With the development of diffusion models, enhancing spatial controllability in text-to-image generation has become a vital challenge. As a representative task for addressing this challenge, layout-to-image generation aims to generate images that are spatially consistent with the given layout condition. Existing layout-to-image methods typically introduce the layout condition by integrating adapter modules into the base generative model. However, the generated images often exhibit low visual quality and stylistic inconsistency with the base model, indicating a loss of pretrained knowledge.
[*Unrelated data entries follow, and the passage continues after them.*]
PR #1279, opened 2017-05-22
Enable Bgra8 on OpenGL backend

zakorgy:
Replacing the TODO parts related to `B8_G8_R8_A8`, since using Bgra8 format type with OpenGL backend causes runtime panics, because of these unhandled cases.

---
This change is [Reviewable](https://reviewable.io/reviews/gfx-rs/gfx/1279)

### DIFF
--- a/src/backend/gl/src/tex.rs
+++ b/src/backend/gl/src/tex.rs
@@ -55,9 +55,9 @@ fn kind_face_to_gl(kind: t::Kind, face: Option<t::CubeFace>) -> GLenum {
 fn format_to_glpixel(format: NewFormat) -> GLenum {
     use core::format::SurfaceType as S;
     use core::format::ChannelType as C;
-    let (r, rg, rgb, rgba) = match format.1 {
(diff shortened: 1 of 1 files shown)


src/backend/gl/src/tex.rs
```diff
@@ -208,7 +207,10 @@ fn format_to_glfull(format: NewFormat) -> Result<GLenum, ()> {
             C::Float => gl::RGBA32F,
             _ => return Err(()),
         },
-        S::B8_G8_R8_A8 => return Err(()), // TODO
+        S::B8_G8_R8_A8 => match cty {
+            C::Unorm => gl::RGBA8,
```
kvark: So, if I understand correctly, the texture data is still stored as `RGBA8` but what you want to specify under `BGRA` format is that the data you provide is swizzled?

kvark:
@homu r+

src/backend/gl/src/tex.rs
zakorgy: Yes, that was the idea.

PR #1284, opened 2017-05-30
Fix typo and remove trailing whitespace in slice.rs

### LINKED ISSUE #1283: Tiny typo in docs for IndexBuffer
In [the docs for `IndexBuffer`](https://docs.rs/gfx/0.16.0/gfx/enum.IndexBuffer.html), there's a part that reads:

> Do note that the `Slice`' start and end restrictions still apply for this variant.

There should be an "s" after the apostrophe. I would make a PR to fix this, but my editor removes trailing whitespace on save, so it's a bit annoying for me to make the minimal diff to fix this.

ucarion:
Fixes #1283 .


kvark:
Thank you!
Appveyor goes nuts:
> fatal runtime error: out of memory

@homu r+

PR #1286, opened 2017-05-31
Improved GLES capability list

ColinKinloch:
I think these values are correct.
I compared the header at https://www.khronos.org/registry/OpenGL/api/GLES3/gl32.h to the functions listed in the extension specifications at https://www.khronos.org/registry/OpenGL/extensions/ARB/

### DIFF
--- a/src/backend/gl/src/factory.rs
+++ b/src/backend/gl/src/factory.rs
@@ -496,7 +496,7 @@ impl f::Factory<R> for Factory {
 
     fn create_sampler(&mut self, info: t::SamplerInfo) -> handle::Sampler<R> {
         let name = if self.share.private_caps.sampler_objects_supported {
-            tex::make_sampler(&self.share.context, &info)
+            tex::make_sampler(&self.share.context, &info, &self.share.private_caps)
         } else {
             0
         };
--- a/src/backend/gl/src/info.rs
+++ b/src/backend/gl/src/info.rs
@@ -171,6 +171,7 @@ pub struct PrivateCaps {
     pub buffer_storage_supported: bool,
     pub clear_buffer_supported: bool,
     pub frag_data_location_supported: bool,
+    pub sampler_lod_bias_supported: bool,
 }
 
 /// OpenGL implementation information
@@ -184,6 +185,13 @@ pub struct Info {
     pub shading_language: Version,
     /// The extensions supported by the implementation
     pub extensions: HashSet<&'static str>,
+}
+
+#[derive(Copy, Clone)]
+enum Requirement {
+    Core(u32,u32),
+    Es(u32, u32),
+    Ext(&'static str),
 }
 
 impl Info {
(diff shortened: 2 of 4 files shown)


src/backend/gl/src/info.rs
```diff
@@ -171,6 +171,7 @@ pub struct PrivateCaps {
     pub buffer_storage_supported: bool,
     pub clear_buffer_supported: bool,
     pub frag_data_location_supported: bool,
+    pub is_embedded: bool,
```
kvark: let's make the flag more specific, i.e. `sampler_lod_bias_supported`

src/backend/gl/src/factory.rs
```diff
@@ -496,7 +496,7 @@ impl f::Factory<R> for Factory {
 
     fn create_sampler(&mut self, info: t::SamplerInfo) -> handle::Sampler<R> {
         let name = if self.share.private_caps.sampler_objects_supported {
-            tex::make_sampler(&self.share.context, &info)
+            tex::make_sampler(&self.share.context, &info, self.share.private_caps.is_embedded)
```
kvark: let's pass the whole `private_caps` in there by referece

src/backend/gl/src/info.rs
```diff
@@ -237,28 +246,57 @@ pub fn get(gl: &gl::Gl) -> (Info, Capabilities, PrivateCaps) {
         max_texture_size: get_usize(gl, gl::MAX_TEXTURE_SIZE),
         max_patch_size: if tessellation_supported { get_usize(gl, gl::MAX_PATCH_VERTICES) } else {0},
 
-        instance_base_supported:           info.is_version_or_extension_supported(4, 2, "GL_ARB_base_instance"),
-        instance_call_supported:           info.is_version_or_extension_supported(3, 1, "GL_ARB_draw_instanced"),
-        instance_rate_supported:           info.is_version_or_extension_supported(3, 3, "GL_ARB_instanced_arrays"),
-        vertex_base_supported:             info.is_version_or_extension_supported(3, 2, "GL_ARB_draw_elements_base_vertex"),
-        srgb_color_supported:              info.is_version_or_extension_supported(3, 2, "GL_ARB_framebuffer_sRGB"),
-        constant_buffer_supported:         info.is_version_or_extension_supported(3, 1, "GL_ARB_uniform_buffer_object"),
+        instance_base_supported:           info.is_supported(Some((4, 2)),
```
kvark: I like how structured it became, although there are holes still (e.g. with "GL_NV_copy_buffer" check).
I'd prefer this code to be less verbose though. For example, we could pass extensions as `&[&str]` list instead of `Option<&str>`. And for the GL versions we could even go for `f32` values (`3.1`, `3.2`, `NaN`).

src/backend/gl/src/info.rs
ColinKinloch: I don't disagree, I was using the same naming scheme as elsewhere in the code:
[src/backend/gl/src/info.rs#L24](https://github.com/gfx-rs/gfx/blob/6a300e46a239bfbac8394d500759f7210b692568/src/backend/gl/src/info.rs#L24)
[src/backend/gl/src/tex.rs#L559](https://github.com/gfx-rs/gfx/blob/38a6aa384794f77ff11361b6ca507064b20a88e7/src/backend/gl/src/tex.rs#L559)

There are enough silly little differences between GL and GLES that an embedded flag to cover all bases may be preferable.

src/backend/gl/src/info.rs
ColinKinloch: I was wondering why the logic there was so complex, I didn't want to cause trouble for someone more versed in the intricacies of the copy buffer extension.
I suppose in the case that there were sufficient difference between the NV and ARB versions it wouldn't be a boolean value.

I don't think that representing GL version number as a floating point is a good idea the [docs](https://www.khronos.org/opengl/wiki/Get_Context_Info#OpenGL_version_number) define it as two integers GL_MAJOR_VERSION and GL_MINOR_VERSION.
I get your point though, I've created a simple macro that arguably makes the code more expressive.

src/backend/gl/src/info.rs
kvark: The first code link uses it correctly, since `Info` is not a capability struct.
The second one is indeed a bad example on our part, I'd prefer it to be fixed in the way I described here.

src/backend/gl/src/info.rs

To alleviate this issue, we construct the Layout Synthesis (LaySyn) dataset, which leverages images synthesized by the base model itself to mitigate the distribution shift from the pretraining data. Moreover, we propose the Layout Control (Laytrol) Network, in which parameters are inherited from MM-DiT to preserve the pretrained knowledge of the base model. To effectively activate the copied parameters and avoid disturbance from unstable control conditions, we adopt a dedicated initialization scheme for Laytrol. In this scheme, the layout encoder is initialized as a pure text encoder to ensure that its output tokens remain within the data domain of MM-DiT. Meanwhile, the outputs of the layout control network are initialized to zero. In addition, we apply Object-level Rotary Position Embedding to the layout tokens to provide coarse positional information. Qualitative and quantitative experiments demonstrate the effectiveness of our method.

Paper Structure

This paper contains 31 sections, 11 equations, 7 figures, 7 tables.

Figures (7)

  • Figure 1: Layout-to-image results of Laytrol. The text in the same color as the bounding box corresponds to the local prompt. Laytrol enables layout-conditioned control in MM-DiT while effectively retaining the knowledge learned during the pre-training stage, and simultaneously mitigates the domain shift introduced by fine-tuning.
  • Figure 2: Overview of Layout Control (Laytrol) pipeline. (a) Laytrol blocks inherit vision-language pre-trained knowledge from DiT via parameter copying, which facilitates learning layout-conditioned control. Setting the global prompt tokens to null tokens encourages the model to focus more on the layout tokens during training. (b) The layout encoder is initialized as a pure text encoder with a zero-initialized projection layer. (c) The coordinates of the patch containing the bounding box center are used for applying RoPE to the layout tokens.
  • Figure 3: The pipeline for constructing the LaySyn dataset.
  • Figure 4: Qualitative comparison with other other methods. From the results, Laytrol shows better performance in terms of stylistic consistency, layout realism and object aesthetics.
  • Figure 5: An example data instance from LaySyn dataset.